**Exercise prompt**
Please report every line of the listing below that has the word "related" in it.

**Material for the task**
------------------------------------------------------------
Issue #2444, opened 2020-10-16
Foreign key constraint not created correctly


houghtonap:
Details for the issue
--------------------
A foreign key constraint is not created correctly when entered on the Constraints tab of the Edit table definition dialog. **Note** I am not trying to add the constraint on the Fields tab.

#### What did you do?
1. Click Create or Modify Table button
1. Click Constraints tab
1. Click Add constraint drop down
1. Select Foreign Key
1. Double click Columns column
1. Select table field under Available box [ I should be allowed to control click multiple and move at the same time ]
1. Click right arrow button to move into Selected box
1. Click Apply button
1. Click row's Name column cell
1. Enter name of foreign key
1. Click another row or tab key

#### What did you expect to see?
Initially I expected it to work, when it didn't I looked at SQL in the error dialog and said you forgot to add what it's referenced to...

#### What did you see instead?
![image](https://user-images.githubusercontent.com/34945155/96272104-a525d680-0f9b-11eb-907b-eeac8baa9b7d.png)

* Notice the constraint line, there is nothing after the REFERENCES clause because the UI doesn't allow me to select one ore more fields in the related table so it can fill in that part like when I double click Columns column to select the fields in the existing table.
* Temporary workaround **only when** creating the table:
  1. Dismiss the error dialog
  1. Select the SQL in the SQL box
  1. Click the Cancel button
  1. Click the Execute SQL tab
  1. Click the open tab button
  1. Paste the SQL into the new tab
  1. Add the related table and fields after the REFERENCES clause
  1. Click the execute all button
* You need to do a lot of [steps](https://sqlite.org/lang_altertable.html#making_other_kinds_of_table_schema_changes) when modifying an existing table to add the constraint, especially when it has data...

Useful extra information
-------------------------
> Searched for existing issue, none found [ is:issue is:open foreign key |
> DB4S v3.12.0 [built for x86_64-little_endian-llp64] on Windows 7 SP 1 (6.1) (winnt/6.1.7601) [x86_64]
> using SQLite Version 3.32.2
> and Qt 5.12.8

justinclift:
This sounds like a bug.  @mgrojo @MKleusberg @lucydodo Any interest in taking a look? :smile:

lucydodo:
Thanks for report a bug. I have succeeded in reproduction the bug and will fix it ASAP. :smile:

jojomatik:
Just came across this bug as well and would also like to have it fixed :) 

[...]

PR #2509, opened 2020-12-15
------------------------------------------------------------
**Expected output**
* Notice the constraint line, there is nothing after the REFERENCES clause because the UI doesn't allow me to select one ore more fields in the related table so it can fill in that part like when I double click Columns column to select the fields in the existing table.
  1. Add the related table and fields after the REFERENCES clause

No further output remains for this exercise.